Data records:

PR #14925, opened 2022-10-07
tests: Fix flaky upgrade/compatibility test

eculver:
### Description
In #13658 (1.13+), we accidentally introduced a backwards incompatibility in our subscription/streaming API. Specifically, we 
[removed a field from the `SubscribeRequest` ](https://github.com/hashicorp/consul/pull/13658/commits/c7f491d174bb18c469f9fce4ee8cfad31bd78de5#diff-b23e1b89cf62b2990d0dcfcb707064c0e50fb8d1ba3e8d996807f0d05630276bL28) that gets sent for health requests. This is fine when all clients and servers are on the same version, but in the rare case where clients are on newer versions than the servers, it means that the requests they generate won't be compatible with the servers they are talking to. 

Ideally, we would remediate this issue in 1.13 and restore the compatibility, but that doesn't help us right now for the 1.12 tests which are really flaky. What makes them so flaky is the fact the test cases specifically target these mixed modes, in both directions, and the clients that are being used are always using the latest version; if the server that the client used in the test happens to be one of the older servers, the test will fail. Depending on the test case, this can be as much at 2/3rds of the time. 

My plan is to fix this here so that 1.12 builds are much less flaky and then also patch 1.13 to restore the compatibility and then remove the code again in our 1.14 since users should no longer hit this issue at that point since they shouldn't be doing 1.12->1.14 upgrades.

- Run a test with `-count=3` and you will most likely see a failure. With this fix, you never see the failure.

### Links
- https://github.com/hashicorp/consul/pull/13658

### DIFF
--- a/test/integration/consul-container/upgrade/healthcheck_test.go
+++ b/test/integration/consul-container/upgrade/healthcheck_test.go
@@ -41,7 +41,7 @@ func TestTargetServersWithLatestGAClients(t *testing.T) {
 
 	go func() {
 		service, q, err := client.Health().Service(serviceName, "", false, &api.QueryOptions{WaitIndex: index})
-		if err == nil && q.QueryBackend != api.QueryBackendBlockingQuery {
+		if err == nil && q.QueryBackend != api.QueryBackendStreaming {
 			err = fmt.Errorf("invalid backend for this test %s", q.QueryBackend)
 		}
 		if err != nil {
--- a/test/integration/consul-container/upgrade/healthcheck_test.go
+++ b/test/integration/consul-container/upgrade/healthcheck_test.go
@@ -153,7 +153,8 @@ func TestMixedServersMajorityTargetGAClient(t *testing.T) {
 				HCL: `node_name="` + utils.RandName("consul-server") + `"
 					log_level="TRACE"
 					bootstrap_expect=3
-					server=true`,
+					server=true
+					rpc { enable_streaming=false }`,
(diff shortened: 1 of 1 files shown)


boxofrad:
> Ideally, we would remediate this issue in 1.13 and restore the compatibility

While I'm definitely in favor of maintaining compatibility where it's possible, I think our recommended upgrade strategy is to roll the servers before the client agents (as client agents will inevitably rely on APIs that don't exist in prior versions).

That said, I've seen cases where K8s users have run into this by upgrading the Helm chart without realizing that it upgrades the client version. So I think it's worth the relatively low effort to restore compatibility here.

boxofrad (approved):
Thanks for fixing this! Sorry for the disruptive change 😅

eculver:
> > Ideally, we would remediate this issue in 1.13 and restore the compatibility
> 
> While I'm definitely in favor of maintaining compatibility where it's possible, I think our recommended upgrade strategy is to roll the servers before the client agents (as client agents will inevitably rely on APIs that don't exist in prior versions).
> 
> That said, I've seen cases where K8s users have run into this by upgrading the Helm chart without realizing that it upgrades the client version. So I think it's worth the relatively low effort to restore compatibility here.

Yeah, totally agree. I had similar thoughts about whether it would make sense to address given it being outside our guidance but there are certainly sharp edges as you mentioned that I think make it worthwhile to try to fix.

PR #14927, opened 2022-10-10
Prevent exporting consul service to peers.

hashi-derek:
Prior to this change, it was possible for the "consul" service to be exported. This change prevents it from being exported via wildcards, explicit exports, and discovery chains (resolvers, splitters, routers).

### DIFF
--- a/agent/consul/state/peering.go
+++ b/agent/consul/state/peering.go
@@ -784,6 +784,10 @@ func exportedServicesForPeerTxn(
 	// - use connect native mode
 
 	for _, svc := range conf.Services {
+		// Prevent exporting the "consul" service.
+		if svc.Name == structs.ConsulServiceName {
+			continue
+		}
 		svcMeta := acl.NewEnterpriseMetaWithPartition(entMeta.PartitionOrDefault(), svc.Namespace)
 
 		sawPeer := false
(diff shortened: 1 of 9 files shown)


agent/consul/state/peering.go
```diff
@@ -852,18 +865,24 @@ func exportedServicesForPeerTxn(
...
-			if err != nil {
-				return fmt.Errorf("failed to get discovery chain targets for service %q: %w", svc, err)
-			}
+		idx, targets, err := discoveryChainOriginalTargetsTxn(tx, ws, dc, svc.Name, &svc.EnterpriseMeta)
+		if err != nil {
+			return fmt.Errorf("failed to get discovery chain targets for service %q: %w", svc, err)
+		}
+		if idx > maxIdx {
+			maxIdx = idx
+		}
```
DanStough, line 874: Does moving this out of the check for L4 protocols change the semantics of when we update the maxIdx? Seems like we might want to wait to increment until we decide if the targets are valid.

DanStough (commented):
I just have one question.

agent/consul/state/peering.go
hashi-derek: Ah, I see what you mean. So maybe move the `if idx > maxIdx{` until right before the return for the function?

DanStough (approved):
LGTM 🚀

PR #14932, opened 2022-10-10
Fix incorrect backoff-wait logic.

hashi-derek:
This change fixes a situation where every call to `syncViaBlockingQuery` gets exponentially slower, until reaching a cap. The change now modifies the logic to exponentially backoff and only sleep in the event of a failure. The wait time also is reset back to normal whenever a successful call is made.

### DIFF
--- a/agent/grpc-external/services/peerstream/subscription_blocking.go
+++ b/agent/grpc-external/services/peerstream/subscription_blocking.go
@@ -93,30 +93,27 @@ func (m *subscriptionManager) syncViaBlockingQuery(
 
 	store := m.getStore()
 
-	for {
+	for ctx.Err() == nil {
 		ws := memdb.NewWatchSet()
 		ws.Add(store.AbandonCh())
 		ws.Add(ctx.Done())
 
-		if result, err := queryFn(ctx, store, ws); err != nil && ctx.Err() == nil {
+		if result, err := queryFn(ctx, store, ws); err != nil {
+			// Return immediately if the context was cancelled.
+			if errors.Is(err, context.Canceled) || errors.Is(err, context.DeadlineExceeded) {
+				return
+			}
 			logger.Error("failed to sync from query", "error", err)
-
+			waiter.Wait(ctx)
 		} else {
 			select {
 			case <-ctx.Done():
 				return
 			case updateCh <- cache.UpdateEvent{CorrelationID: correlationID, Result: result}:
+				waiter.Reset()
 			}
-
 			// Block for any changes to the state store.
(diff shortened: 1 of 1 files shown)


hashi-derek:
Not sure if I should be adding a changelog entry for beta features that aren't technically fully-released yet.

agent/grpc-external/services/peerstream/subscription_blocking.go
```diff
@@ -93,30 +93,27 @@ func (m *subscriptionManager) syncViaBlockingQuery(
...
-
 			// Block for any changes to the state store.
 			ws.WatchCtx(ctx)
 		}
-
-		err := waiter.Wait(ctx)
-		if errors.Is(err, context.Canceled) || errors.Is(err, context.DeadlineExceeded) {
-			return
-		} else if err != nil {
-			logger.Error("failed to wait before re-trying sync", "error", err)
```
huikang, line 119: Are we missing the case to emit this logger error?

agent/grpc-external/services/peerstream/subscription_blocking.go
```diff
@@ -93,30 +93,27 @@ func (m *subscriptionManager) syncViaBlockingQuery(
 
 	store := m.getStore()
 
-	for {
+	for ctx.Err() == nil {
```
huikang, line 96: Could you elaborate why `ctx.Err() == nil` is in the for condition? In the original version, the error msg will be caught by 
```go
} else if err != nil {
			logger.Error("failed to wait before re-trying sync", "error", err)
```
Now we seem to miss handling the error.

agent/grpc-external/services/peerstream/subscription_blocking.go
hashi-derek: The `waiter.Wait` command can only error whenever the context is cancelled, according to the documentation on the method, so the old `else-if err != nil` should be encountered ever. The new implementation will simply stop and break the loop quietly, just like the old one.

freddygv: Good catch

freddygv (approved):
This looks good to me, but maybe wait for @huikang to confirm that it resolves the issue before merging

huikang (approved):
The PR fixes the performance issue, reducing the exporting latency to ~200ms. 
However, at certain point, exporting to certain peering cluster will be blocked. But I think this is a different story and I will document elsewhere. That being said, this PR can be merged. Thanks for quick fix, @hashi-derek

PR #14933, opened 2022-10-10
Add -node-name flag to redirect-traffic command

ishustava:
### Description
Add -node-name flag to redirect-traffic command to support running it in environments without client agents.

### PR Checklist

* [ ] updated test coverage
* [ ] not a security concern

### DIFF
--- a/command/connect/redirecttraffic/redirect_traffic.go
+++ b/command/connect/redirecttraffic/redirect_traffic.go
@@ -171,6 +171,9 @@ func (c *cmd) generateConfigFromFlags() (iptables.Config, error) {
 			if len(svcList.Services) < 1 {
 				return iptables.Config{}, fmt.Errorf("proxy service with ID %q not found", c.proxyID)
 			}
+			if len(svcList.Services) > 1 {
+				return iptables.Config{}, fmt.Errorf("expected to find only one proxy service with ID %q, but more were found", c.proxyID)
+			}
 			svc = svcList.Services[0]
 		}
 
--- a/command/connect/redirecttraffic/redirect_traffic.go
+++ b/command/connect/redirecttraffic/redirect_traffic.go
@@ -36,6 +36,7 @@ type cmd struct {
 	client *api.Client
 
 	// Flags.
+	nodeName             string
 	consulDNSIP          string
 	proxyUID             string
 	proxyID              string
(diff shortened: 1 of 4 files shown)


command/connect/redirecttraffic/redirect_traffic.go
```diff
@@ -150,9 +153,25 @@ func (c *cmd) generateConfigFromFlags() (iptables.Config, error) {
 			}
 		}
 
-		svc, _, err := c.client.Agent().Service(c.proxyID, nil)
-		if err != nil {
-			return iptables.Config{}, fmt.Errorf("failed to fetch proxy service from Consul Agent: %s", err)
+		var svc *api.AgentService
+		if c.nodeName == "" {
+			var err error
```
riddhi89, line 158: This might not be needed?

command/connect/redirecttraffic/redirect_traffic.go
```diff
@@ -150,9 +153,25 @@ func (c *cmd) generateConfigFromFlags() (iptables.Config, error) {
...
+				Filter:             fmt.Sprintf("ID == %q", c.proxyID),
+				MergeCentralConfig: true,
+			})
+			if err != nil {
+				return iptables.Config{}, fmt.Errorf("failed to fetch proxy service from Consul: %s", err)
+			}
+			if len(svcList.Services) < 1 {
+				return iptables.Config{}, fmt.Errorf("proxy service with ID %q not found", c.proxyID)
+			}
+			svc = svcList.Services[0]
```
riddhi89, line 174: Nit: We also could check if there is more than 1 service returned (should not happen because of the filter but just in case the filter is broken) - similar to https://github.com/hashicorp/consul/blob/main/command/connect/envoy/envoy.go#L572

riddhi89 (commented):
LGTM. Just some minor stuff.

command/connect/redirecttraffic/redirect_traffic.go
ishustava: I originally had that code there, but then removed because I couldn't write a test for it. There should always be one instance with a given service ID on a node. Let me know though if you think it's worth having it just in case.

command/connect/redirecttraffic/redirect_traffic.go
ishustava: This is needed for the call below.

riddhi89: 🤔 interesting, i thght it would just use https://github.com/hashicorp/consul/blob/main/command/connect/redirecttraffic/redirect_traffic.go#L145, but maybe I am missing something.

command/connect/redirecttraffic/redirect_traffic.go
ishustava: done!

riddhi89: Thanks!

riddhi89 (approved):

command/connect/redirecttraffic/redirect_traffic.go
ishustava: 🤦‍♀️ you're totally right! will remove.

boxofrad (approved):
LGTM! Nice job 👏🏻

PR #14934, opened 2022-10-10
perf: remove expensive reflection from xDS hot path

boxofrad:
### Description
Replaces the reflection-based implementation of proxycfg's `ConfigSnapshot.Clone` with code generated by [deep-copy](https://github.com/globusdigital/deep-copy).

While load testing server-based xDS (for consul-dataplane) we discovered this method is **extremely** expensive.

Screenshot 2022-10-06 at 12 16 42

The `ConfigSnapshot` struct, directly or indirectly, contains a copy of many of the structs in the `agent/structs` package, which creates a large graph for `copystructure.Copy` to traverse at runtime, on every proxy reconfiguration. This is particularly a problem when updating "global" resources such as wildcard intentions or `proxy-defaults` which triggers a thundering herd of updates (and in our tests caused Raft leadership instability).

We test the completeness of `Clone` by using [gofuzz](https://github.com/google/gofuzz) to construct a "full" snapshot, cloning it, and then comparing the clone to the original.

The Envoy integration tests should also catch any regressions.


agent/proxycfg/deep-copy.sh
```diff
@@ -0,0 +1,13 @@
+#!/bin/sh
+
+# Uses: https://github.com/globusdigital/deep-copy
+deep-copy -pointer-receiver \
```
rboyer, line 4: Does this correctly nil out the cancelfunc maps?

agent/proxycfg/snapshot_test.go
```diff
@@ -0,0 +1,52 @@
...
+
+	snapshot := new(ConfigSnapshot)
+	f.Fuzz(snapshot)
+
+	clone := snapshot.Clone()
+
+	diff := cmp.Diff(snapshot, clone,
+		cmpopts.IgnoreUnexported(indexedTarget{}),
+		cmpopts.IgnoreUnexported(pbpeering.PeeringTrustBundle{}),
+		cmpopts.IgnoreTypes(context.CancelFunc(nil)),
```
rboyer, line 46: The copied snapshots should _not_ have the cancelfunc maps populated IIRC.

proto/pbpeering/peering.deepcopy.go
```diff
@@ -0,0 +1,17 @@
+// generated by deep-copy -pointer-receiver -type PeeringTrustBundle -o ./peering.deepcopy.go ./; DO NOT EDIT.
+
+package pbpeering
+
+// DeepCopy generates a deep copy of *PeeringTrustBundle
```
rboyer, line 5: Shouldn't protobufs use `proto.Clone` instead?

proto/pbpeering/peering.go
```diff
@@ -14,6 +15,7 @@ import (
 	"github.com/hashicorp/consul/agent/structs"
 	"github.com/hashicorp/consul/api"
 	"github.com/hashicorp/consul/lib"
+	"github.com/hashicorp/consul/lib/stringslice"
```
rboyer, line 18: Stray import?

boxofrad: Yep! From my previous attempt at hand-rolling it, will remove.

GNUmakefile
```diff
@@ -321,6 +322,10 @@ lint-tools:
 proto-tools:
 	@$(SHELL) $(CURDIR)/build-support/scripts/devtools.sh -protobuf
 
+.PHONY: codegen-tools
```
rboyer, line 325: I think we need a `make` target to correctly re-execute all of the codegen. Ideally also do something in CI that fails if a fresh run of the deep-copy generators produces a diff (like the `go.mod/go.sum` divergence checks).

boxofrad: Sounds good. Would something like this do the trick?

```
generate-deep-copy:
	go generate ./agent/structs ./proto/pbpeering ./agent/proxycfg
```

That'd technically run any other `go:generate` directives in those packages, so would it be better to run the `deep-copy.sh` scripts directly?

boxofrad: Added a make target and CI check ✅ (went with the latter approach)

rboyer (approved):

PR #14936, opened 2022-10-11
adding configuration option cloud.scada_address

i0rek:
### Description

When adding the `cloud` configuration stanza in https://github.com/hashicorp/consul/pull/14723, we forget to add `scada_address`. This is required when targeting other scada scada servers than the hcp sdk default ones. 

This addition doesn't have documentation because the other cloud configuration don't have that either.

I tested this by building consul and using the configuration option.

### PR Checklist

* [x] updated test coverage
* [x] not a security concern

   `agent/config/config.go`.
   `agent/config/runtime.go`.
   translate.
      - [ ] Add that to `DefaultSource` in `agent/config/defaults.go`.
      - [ ] If the config needs to be defaulted for the test server used in unit tests,
            also add it to `DefaultConfig()` in `agent/consul/defaults.go`.
 - [x] **If** your config should take effect on a reload/HUP.
        more of the following places:
        `TestAgent_reloadConfig*`.

### DIFF
--- a/.changelog/14936.txt
+++ b/.changelog/14936.txt
@@ -1,0 +1,3 @@
+```release-note:improvement
+agent: Added configuration option cloud.scada_address.
+```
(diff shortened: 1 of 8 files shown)


boxofrad (approved):
LGTM 👍🏻

nickethier (approved):

jjtimmons (approved):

**Exercise instructions:** Go through the records from the first line and copy each one exactly, ending after the line that contains "of the time.". Give nothing else.

**Exercise solution:**
PR #14925, opened 2022-10-07
tests: Fix flaky upgrade/compatibility test

eculver:
### Description
In #13658 (1.13+), we accidentally introduced a backwards incompatibility in our subscription/streaming API. Specifically, we 
[removed a field from the `SubscribeRequest` ](https://github.com/hashicorp/consul/pull/13658/commits/c7f491d174bb18c469f9fce4ee8cfad31bd78de5#diff-b23e1b89cf62b2990d0dcfcb707064c0e50fb8d1ba3e8d996807f0d05630276bL28) that gets sent for health requests. This is fine when all clients and servers are on the same version, but in the rare case where clients are on newer versions than the servers, it means that the requests they generate won't be compatible with the servers they are talking to. 

Ideally, we would remediate this issue in 1.13 and restore the compatibility, but that doesn't help us right now for the 1.12 tests which are really flaky. What makes them so flaky is the fact the test cases specifically target these mixed modes, in both directions, and the clients that are being used are always using the latest version; if the server that the client used in the test happens to be one of the older servers, the test will fail. Depending on the test case, this can be as much at 2/3rds of the time. 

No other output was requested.